• **Dataset records**:
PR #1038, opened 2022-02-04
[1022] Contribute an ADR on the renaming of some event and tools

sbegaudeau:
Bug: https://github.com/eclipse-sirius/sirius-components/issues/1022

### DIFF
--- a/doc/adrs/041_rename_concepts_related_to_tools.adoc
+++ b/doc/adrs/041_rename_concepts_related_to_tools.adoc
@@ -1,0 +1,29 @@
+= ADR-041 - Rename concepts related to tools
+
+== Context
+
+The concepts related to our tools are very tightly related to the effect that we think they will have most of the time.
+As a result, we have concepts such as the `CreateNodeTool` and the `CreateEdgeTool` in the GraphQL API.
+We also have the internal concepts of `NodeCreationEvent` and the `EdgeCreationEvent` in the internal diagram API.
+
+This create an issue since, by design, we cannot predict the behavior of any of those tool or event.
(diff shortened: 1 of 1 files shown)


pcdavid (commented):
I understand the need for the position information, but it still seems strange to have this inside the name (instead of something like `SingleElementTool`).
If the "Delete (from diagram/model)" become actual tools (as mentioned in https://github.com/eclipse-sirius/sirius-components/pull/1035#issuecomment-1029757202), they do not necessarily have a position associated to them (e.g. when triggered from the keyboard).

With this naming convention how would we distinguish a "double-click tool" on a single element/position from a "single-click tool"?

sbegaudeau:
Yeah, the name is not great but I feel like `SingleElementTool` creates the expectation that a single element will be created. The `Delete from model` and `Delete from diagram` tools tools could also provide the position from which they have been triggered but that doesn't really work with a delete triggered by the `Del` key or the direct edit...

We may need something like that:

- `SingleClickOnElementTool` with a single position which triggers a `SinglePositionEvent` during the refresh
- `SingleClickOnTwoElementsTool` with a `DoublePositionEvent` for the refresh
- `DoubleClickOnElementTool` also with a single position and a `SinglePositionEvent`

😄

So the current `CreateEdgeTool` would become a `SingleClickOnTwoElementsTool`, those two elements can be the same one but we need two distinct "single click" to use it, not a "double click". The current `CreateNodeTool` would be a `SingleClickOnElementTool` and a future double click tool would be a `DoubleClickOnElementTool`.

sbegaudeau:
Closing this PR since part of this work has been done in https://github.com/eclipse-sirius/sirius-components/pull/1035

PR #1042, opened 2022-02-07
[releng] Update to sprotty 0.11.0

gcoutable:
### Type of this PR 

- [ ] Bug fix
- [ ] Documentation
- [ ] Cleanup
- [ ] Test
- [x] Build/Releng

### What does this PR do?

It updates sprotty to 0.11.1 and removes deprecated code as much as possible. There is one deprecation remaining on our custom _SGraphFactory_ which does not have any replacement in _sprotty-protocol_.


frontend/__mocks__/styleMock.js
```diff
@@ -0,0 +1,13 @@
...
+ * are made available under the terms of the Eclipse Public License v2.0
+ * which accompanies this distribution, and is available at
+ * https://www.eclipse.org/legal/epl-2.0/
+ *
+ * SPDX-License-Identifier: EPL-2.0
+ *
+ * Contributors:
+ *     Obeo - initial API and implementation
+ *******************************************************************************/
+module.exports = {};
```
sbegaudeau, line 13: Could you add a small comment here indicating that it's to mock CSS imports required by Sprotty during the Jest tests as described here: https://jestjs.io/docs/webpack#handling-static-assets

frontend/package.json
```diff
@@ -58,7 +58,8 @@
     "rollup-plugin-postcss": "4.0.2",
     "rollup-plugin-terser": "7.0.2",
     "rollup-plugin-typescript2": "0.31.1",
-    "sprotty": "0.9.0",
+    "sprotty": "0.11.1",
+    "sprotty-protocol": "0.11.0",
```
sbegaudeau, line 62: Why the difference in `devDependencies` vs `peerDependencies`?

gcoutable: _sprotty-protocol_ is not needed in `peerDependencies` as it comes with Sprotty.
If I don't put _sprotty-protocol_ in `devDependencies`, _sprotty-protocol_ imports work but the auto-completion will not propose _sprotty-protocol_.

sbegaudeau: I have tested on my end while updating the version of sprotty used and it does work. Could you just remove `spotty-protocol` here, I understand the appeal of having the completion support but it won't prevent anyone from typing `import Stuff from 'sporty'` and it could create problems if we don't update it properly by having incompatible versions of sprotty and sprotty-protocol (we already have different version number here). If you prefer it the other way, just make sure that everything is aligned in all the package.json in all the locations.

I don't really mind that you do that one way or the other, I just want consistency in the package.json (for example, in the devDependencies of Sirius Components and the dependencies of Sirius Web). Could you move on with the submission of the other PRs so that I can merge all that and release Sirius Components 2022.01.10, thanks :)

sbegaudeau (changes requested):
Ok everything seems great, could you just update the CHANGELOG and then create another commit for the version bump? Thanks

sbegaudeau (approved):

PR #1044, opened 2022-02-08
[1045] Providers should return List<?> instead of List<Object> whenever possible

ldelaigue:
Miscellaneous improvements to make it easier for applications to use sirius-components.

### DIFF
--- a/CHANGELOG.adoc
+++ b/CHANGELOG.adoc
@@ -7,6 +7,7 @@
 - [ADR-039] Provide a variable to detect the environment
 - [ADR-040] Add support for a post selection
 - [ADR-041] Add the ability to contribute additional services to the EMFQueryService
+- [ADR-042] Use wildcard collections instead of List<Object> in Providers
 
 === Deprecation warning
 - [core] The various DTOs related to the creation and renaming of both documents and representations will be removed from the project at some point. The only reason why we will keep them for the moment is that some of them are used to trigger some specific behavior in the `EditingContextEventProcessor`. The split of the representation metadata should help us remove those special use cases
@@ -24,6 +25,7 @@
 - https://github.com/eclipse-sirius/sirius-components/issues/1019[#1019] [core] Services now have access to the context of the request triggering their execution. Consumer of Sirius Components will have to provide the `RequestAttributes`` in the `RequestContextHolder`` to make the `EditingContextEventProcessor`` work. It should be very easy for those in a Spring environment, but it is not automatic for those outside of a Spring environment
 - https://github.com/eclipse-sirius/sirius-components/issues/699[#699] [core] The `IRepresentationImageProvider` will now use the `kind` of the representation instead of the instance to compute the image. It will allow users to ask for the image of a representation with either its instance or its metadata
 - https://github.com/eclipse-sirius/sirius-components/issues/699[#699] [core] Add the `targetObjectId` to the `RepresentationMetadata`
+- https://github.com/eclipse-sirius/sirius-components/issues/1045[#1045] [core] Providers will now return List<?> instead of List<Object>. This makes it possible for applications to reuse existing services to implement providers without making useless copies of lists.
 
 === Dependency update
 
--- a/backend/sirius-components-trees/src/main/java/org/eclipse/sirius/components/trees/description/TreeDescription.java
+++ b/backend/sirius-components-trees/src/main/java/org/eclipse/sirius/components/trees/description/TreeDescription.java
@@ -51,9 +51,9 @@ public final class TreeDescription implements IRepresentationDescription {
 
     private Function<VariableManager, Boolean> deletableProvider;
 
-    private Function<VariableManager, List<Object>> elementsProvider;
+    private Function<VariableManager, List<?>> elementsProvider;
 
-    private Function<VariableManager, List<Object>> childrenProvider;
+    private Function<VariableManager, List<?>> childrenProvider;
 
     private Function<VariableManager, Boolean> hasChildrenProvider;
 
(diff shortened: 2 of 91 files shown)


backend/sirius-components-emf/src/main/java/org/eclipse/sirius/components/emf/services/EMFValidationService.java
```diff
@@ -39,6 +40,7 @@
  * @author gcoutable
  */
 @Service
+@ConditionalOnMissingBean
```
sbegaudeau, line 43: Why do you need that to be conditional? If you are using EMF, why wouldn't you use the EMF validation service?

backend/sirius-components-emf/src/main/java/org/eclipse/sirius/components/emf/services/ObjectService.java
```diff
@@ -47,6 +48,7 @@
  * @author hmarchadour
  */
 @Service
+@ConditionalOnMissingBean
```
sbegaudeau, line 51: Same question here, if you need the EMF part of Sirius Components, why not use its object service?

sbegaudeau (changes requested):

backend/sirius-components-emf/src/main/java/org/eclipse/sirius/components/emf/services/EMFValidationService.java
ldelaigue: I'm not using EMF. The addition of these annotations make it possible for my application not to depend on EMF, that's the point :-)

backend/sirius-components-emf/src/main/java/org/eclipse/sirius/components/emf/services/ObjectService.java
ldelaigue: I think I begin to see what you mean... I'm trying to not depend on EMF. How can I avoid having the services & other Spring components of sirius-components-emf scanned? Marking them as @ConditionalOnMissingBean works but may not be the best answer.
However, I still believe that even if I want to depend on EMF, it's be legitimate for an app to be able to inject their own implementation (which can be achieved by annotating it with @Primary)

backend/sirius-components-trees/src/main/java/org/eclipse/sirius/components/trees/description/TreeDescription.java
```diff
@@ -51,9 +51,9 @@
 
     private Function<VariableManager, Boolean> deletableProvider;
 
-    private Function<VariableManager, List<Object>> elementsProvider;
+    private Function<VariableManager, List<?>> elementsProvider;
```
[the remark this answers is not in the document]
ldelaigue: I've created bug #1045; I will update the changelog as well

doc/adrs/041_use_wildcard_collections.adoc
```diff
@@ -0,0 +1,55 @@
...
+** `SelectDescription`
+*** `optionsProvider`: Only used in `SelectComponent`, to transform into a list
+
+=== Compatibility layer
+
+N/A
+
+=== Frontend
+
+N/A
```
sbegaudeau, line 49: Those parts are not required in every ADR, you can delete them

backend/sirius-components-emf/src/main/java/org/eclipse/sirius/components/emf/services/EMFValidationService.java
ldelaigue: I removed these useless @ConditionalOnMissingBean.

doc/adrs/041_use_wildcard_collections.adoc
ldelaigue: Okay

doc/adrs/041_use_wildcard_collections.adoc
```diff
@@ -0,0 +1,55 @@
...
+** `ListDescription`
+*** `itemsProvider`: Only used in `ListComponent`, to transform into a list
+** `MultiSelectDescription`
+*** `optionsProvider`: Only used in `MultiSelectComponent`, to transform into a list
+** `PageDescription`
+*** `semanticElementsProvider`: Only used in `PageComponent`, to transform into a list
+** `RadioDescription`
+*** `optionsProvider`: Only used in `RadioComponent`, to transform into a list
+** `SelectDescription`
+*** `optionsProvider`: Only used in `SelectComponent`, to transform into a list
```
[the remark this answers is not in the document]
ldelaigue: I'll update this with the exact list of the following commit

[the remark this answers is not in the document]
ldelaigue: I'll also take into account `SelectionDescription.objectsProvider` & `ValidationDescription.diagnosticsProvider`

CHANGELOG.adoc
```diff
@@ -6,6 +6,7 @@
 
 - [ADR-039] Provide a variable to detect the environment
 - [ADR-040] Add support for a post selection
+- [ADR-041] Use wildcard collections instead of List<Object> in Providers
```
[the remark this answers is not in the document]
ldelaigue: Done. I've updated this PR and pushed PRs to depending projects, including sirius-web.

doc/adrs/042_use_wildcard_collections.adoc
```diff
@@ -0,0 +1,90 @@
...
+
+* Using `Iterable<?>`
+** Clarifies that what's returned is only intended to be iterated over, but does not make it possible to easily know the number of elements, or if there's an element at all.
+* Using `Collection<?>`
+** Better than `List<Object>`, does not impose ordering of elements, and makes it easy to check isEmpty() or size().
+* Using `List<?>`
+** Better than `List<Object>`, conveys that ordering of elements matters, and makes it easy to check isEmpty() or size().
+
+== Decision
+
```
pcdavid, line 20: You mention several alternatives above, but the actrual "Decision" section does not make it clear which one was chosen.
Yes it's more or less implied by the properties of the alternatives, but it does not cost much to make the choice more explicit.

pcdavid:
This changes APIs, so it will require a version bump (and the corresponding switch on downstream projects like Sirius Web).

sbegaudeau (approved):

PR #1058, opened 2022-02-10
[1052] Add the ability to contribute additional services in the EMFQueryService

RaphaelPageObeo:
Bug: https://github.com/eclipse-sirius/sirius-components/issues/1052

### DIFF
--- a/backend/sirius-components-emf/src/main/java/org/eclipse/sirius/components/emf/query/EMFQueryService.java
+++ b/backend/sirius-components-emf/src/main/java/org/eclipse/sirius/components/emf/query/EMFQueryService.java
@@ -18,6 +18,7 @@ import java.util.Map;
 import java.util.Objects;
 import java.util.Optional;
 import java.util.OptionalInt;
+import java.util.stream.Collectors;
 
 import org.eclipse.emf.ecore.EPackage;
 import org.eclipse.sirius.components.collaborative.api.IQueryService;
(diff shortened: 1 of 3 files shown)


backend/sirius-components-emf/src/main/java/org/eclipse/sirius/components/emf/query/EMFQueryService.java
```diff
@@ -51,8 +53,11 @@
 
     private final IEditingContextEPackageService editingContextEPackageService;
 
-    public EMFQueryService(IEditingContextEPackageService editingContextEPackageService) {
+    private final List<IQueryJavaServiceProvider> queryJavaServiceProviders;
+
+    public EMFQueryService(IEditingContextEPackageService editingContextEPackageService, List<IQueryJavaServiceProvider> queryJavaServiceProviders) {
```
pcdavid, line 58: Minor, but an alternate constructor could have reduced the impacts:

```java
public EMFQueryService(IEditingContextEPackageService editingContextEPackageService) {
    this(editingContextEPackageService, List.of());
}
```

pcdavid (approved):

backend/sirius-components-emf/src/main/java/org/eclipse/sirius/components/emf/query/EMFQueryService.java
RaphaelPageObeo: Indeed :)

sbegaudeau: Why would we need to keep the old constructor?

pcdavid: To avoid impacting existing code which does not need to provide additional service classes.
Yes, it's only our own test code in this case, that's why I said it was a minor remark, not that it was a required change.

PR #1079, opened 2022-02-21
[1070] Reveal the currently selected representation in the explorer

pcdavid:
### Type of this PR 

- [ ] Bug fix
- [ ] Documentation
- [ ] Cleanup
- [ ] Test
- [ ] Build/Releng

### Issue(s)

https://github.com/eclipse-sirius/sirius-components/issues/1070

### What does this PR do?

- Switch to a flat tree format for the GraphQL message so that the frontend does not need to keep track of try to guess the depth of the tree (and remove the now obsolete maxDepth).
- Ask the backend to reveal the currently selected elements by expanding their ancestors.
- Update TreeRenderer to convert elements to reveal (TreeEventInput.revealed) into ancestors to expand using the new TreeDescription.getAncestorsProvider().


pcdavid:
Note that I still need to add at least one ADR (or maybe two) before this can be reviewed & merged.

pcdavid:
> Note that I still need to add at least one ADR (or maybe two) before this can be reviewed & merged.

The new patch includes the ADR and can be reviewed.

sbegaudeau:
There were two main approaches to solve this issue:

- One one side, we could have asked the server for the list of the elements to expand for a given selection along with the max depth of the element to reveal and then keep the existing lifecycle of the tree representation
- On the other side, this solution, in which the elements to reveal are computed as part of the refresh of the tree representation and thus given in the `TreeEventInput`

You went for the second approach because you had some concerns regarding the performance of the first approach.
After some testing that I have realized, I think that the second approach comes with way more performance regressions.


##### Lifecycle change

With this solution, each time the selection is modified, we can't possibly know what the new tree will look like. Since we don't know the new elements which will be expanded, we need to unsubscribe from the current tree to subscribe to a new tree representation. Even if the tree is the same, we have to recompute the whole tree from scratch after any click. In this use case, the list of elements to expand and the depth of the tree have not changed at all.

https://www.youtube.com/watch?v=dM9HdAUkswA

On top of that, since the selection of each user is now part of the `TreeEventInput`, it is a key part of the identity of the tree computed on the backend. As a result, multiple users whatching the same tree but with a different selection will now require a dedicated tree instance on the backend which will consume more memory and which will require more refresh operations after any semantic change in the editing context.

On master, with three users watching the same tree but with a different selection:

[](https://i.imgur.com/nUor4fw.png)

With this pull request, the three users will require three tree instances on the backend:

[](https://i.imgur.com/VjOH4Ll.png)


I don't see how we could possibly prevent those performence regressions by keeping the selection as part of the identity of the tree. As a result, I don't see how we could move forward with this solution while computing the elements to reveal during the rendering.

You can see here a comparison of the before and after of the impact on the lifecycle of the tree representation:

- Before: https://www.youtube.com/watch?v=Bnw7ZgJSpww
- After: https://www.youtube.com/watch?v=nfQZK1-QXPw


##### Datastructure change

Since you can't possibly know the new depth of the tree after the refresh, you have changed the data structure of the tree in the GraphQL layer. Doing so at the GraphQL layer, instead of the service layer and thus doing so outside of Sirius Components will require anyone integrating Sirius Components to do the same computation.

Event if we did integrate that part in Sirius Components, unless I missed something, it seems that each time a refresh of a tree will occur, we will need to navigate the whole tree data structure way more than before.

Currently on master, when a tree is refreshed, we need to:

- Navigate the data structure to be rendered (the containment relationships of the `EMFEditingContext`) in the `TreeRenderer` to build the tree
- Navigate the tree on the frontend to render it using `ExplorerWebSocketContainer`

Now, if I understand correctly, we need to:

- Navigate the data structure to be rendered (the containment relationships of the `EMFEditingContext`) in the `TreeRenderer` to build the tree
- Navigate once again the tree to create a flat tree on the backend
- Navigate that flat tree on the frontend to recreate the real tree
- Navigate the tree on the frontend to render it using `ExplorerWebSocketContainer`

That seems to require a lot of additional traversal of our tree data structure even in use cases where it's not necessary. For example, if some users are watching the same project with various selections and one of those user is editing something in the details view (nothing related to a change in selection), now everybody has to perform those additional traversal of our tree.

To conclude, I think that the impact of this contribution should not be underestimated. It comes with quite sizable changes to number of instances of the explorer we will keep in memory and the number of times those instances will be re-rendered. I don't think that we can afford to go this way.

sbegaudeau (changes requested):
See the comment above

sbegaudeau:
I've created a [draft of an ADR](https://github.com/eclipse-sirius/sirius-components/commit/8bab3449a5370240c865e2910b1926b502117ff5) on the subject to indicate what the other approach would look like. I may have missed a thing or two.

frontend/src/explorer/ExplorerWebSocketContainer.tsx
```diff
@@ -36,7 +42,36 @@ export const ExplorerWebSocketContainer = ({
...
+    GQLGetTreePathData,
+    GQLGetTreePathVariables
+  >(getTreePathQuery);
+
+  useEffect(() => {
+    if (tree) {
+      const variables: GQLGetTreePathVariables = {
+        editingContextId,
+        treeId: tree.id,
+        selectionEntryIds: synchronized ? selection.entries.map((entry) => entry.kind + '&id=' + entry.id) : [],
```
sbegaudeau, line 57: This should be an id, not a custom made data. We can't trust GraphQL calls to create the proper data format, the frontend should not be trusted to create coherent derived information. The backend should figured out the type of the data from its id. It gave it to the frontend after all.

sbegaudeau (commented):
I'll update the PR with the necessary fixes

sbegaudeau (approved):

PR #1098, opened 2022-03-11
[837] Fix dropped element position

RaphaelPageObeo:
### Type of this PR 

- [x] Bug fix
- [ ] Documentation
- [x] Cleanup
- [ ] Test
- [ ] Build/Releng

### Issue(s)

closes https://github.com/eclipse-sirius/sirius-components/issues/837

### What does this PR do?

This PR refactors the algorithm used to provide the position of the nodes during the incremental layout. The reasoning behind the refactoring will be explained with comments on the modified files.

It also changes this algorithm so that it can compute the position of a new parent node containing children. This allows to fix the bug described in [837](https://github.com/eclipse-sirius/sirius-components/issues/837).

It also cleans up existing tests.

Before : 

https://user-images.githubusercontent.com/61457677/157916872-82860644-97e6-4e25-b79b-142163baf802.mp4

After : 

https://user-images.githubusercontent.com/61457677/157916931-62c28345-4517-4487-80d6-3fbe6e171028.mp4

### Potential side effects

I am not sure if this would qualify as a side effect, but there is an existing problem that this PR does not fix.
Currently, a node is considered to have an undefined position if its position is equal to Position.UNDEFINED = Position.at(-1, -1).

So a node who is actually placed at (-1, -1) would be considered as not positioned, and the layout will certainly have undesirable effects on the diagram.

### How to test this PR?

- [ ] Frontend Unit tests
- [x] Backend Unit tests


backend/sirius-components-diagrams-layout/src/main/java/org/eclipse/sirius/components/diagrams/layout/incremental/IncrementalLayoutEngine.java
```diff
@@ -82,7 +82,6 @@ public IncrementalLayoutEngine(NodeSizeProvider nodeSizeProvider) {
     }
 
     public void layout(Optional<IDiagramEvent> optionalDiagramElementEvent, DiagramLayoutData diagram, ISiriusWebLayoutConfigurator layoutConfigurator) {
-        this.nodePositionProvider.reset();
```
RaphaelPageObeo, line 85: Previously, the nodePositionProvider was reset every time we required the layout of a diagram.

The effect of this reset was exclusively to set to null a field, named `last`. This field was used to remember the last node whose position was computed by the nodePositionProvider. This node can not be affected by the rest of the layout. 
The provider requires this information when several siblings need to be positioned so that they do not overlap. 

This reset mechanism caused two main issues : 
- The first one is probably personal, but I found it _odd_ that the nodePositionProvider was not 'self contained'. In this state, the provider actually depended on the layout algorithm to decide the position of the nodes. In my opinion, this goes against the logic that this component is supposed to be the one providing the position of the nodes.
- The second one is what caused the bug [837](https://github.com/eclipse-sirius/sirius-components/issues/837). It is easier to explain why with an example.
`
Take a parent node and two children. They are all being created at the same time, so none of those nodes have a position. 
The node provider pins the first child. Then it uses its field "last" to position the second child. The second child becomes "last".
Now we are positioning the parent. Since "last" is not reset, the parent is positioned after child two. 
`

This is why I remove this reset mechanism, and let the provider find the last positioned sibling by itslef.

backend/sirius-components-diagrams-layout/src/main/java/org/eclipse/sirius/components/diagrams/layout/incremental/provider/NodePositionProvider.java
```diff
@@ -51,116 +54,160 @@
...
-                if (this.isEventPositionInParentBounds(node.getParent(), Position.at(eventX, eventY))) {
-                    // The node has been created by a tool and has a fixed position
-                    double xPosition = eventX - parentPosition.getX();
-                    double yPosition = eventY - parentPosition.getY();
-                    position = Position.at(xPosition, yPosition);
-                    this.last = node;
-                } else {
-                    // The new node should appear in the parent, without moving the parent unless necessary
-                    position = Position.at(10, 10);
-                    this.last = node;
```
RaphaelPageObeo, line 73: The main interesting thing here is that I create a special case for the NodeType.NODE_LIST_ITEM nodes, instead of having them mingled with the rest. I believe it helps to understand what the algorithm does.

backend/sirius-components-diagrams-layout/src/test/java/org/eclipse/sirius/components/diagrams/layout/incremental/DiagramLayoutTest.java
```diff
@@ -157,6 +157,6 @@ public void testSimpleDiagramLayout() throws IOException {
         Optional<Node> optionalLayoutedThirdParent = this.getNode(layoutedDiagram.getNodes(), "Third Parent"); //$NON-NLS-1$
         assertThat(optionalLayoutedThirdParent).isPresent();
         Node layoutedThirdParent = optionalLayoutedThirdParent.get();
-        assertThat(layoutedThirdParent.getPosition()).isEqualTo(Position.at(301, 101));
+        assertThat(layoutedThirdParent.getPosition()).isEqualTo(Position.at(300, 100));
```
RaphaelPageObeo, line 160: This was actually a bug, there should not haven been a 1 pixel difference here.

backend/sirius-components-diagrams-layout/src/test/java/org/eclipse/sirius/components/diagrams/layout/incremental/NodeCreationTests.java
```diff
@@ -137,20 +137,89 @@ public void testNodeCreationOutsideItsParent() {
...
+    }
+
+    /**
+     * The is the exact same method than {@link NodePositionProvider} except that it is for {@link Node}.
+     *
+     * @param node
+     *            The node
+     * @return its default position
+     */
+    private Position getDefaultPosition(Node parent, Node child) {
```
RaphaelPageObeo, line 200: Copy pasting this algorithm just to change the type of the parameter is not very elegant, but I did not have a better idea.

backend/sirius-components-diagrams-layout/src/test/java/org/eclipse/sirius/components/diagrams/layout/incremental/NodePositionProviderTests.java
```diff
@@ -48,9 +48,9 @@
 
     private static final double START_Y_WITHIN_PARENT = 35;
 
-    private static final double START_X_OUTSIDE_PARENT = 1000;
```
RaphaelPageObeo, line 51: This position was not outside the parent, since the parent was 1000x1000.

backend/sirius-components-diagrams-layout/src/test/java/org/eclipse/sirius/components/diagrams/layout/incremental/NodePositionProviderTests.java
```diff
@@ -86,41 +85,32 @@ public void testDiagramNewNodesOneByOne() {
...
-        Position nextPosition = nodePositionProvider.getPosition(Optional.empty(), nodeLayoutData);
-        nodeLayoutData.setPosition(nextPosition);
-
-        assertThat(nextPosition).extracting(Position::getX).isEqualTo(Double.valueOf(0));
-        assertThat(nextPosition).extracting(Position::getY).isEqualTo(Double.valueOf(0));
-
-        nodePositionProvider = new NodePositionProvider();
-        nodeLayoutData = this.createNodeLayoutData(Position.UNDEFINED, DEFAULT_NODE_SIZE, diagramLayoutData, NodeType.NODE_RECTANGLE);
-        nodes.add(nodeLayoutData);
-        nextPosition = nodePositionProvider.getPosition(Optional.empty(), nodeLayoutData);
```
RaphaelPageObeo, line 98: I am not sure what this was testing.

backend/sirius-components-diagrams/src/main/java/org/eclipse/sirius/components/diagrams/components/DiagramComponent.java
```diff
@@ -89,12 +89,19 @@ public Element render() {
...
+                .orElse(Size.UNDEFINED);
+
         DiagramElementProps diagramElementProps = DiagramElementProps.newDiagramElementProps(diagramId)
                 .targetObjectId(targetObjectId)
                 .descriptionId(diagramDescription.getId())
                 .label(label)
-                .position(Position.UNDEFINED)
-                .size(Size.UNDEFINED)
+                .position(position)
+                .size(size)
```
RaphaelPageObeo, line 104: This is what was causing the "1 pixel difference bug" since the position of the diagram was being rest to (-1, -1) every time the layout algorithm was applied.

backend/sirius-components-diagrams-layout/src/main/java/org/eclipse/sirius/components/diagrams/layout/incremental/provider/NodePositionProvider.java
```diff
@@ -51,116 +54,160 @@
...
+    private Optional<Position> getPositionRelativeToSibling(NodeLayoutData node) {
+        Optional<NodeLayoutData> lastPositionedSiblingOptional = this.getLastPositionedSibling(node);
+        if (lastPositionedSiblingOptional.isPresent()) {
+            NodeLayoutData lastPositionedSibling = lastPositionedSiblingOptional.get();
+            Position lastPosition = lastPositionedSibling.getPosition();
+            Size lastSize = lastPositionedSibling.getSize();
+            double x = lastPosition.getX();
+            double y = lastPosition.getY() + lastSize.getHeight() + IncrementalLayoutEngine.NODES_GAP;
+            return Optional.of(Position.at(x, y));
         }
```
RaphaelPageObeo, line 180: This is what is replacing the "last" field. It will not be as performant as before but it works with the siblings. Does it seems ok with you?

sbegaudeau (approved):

• **What the exercise asks**: In the listing above, find each line with the word "number" and return it.

• **Output**:
sbegaudeau: I have tested on my end while updating the version of sprotty used and it does work. Could you just remove `spotty-protocol` here, I understand the appeal of having the completion support but it won't prevent anyone from typing `import Stuff from 'sporty'` and it could create problems if we don't update it properly by having incompatible versions of sprotty and sprotty-protocol (we already have different version number here). If you prefer it the other way, just make sure that everything is aligned in all the package.json in all the locations.
+** Clarifies that what's returned is only intended to be iterated over, but does not make it possible to easily know the number of elements, or if there's an element at all.
To conclude, I think that the impact of this contribution should not be underestimated. It comes with quite sizable changes to number of instances of the explorer we will keep in memory and the number of times those instances will be re-rendered. I don't think that we can afford to go this way.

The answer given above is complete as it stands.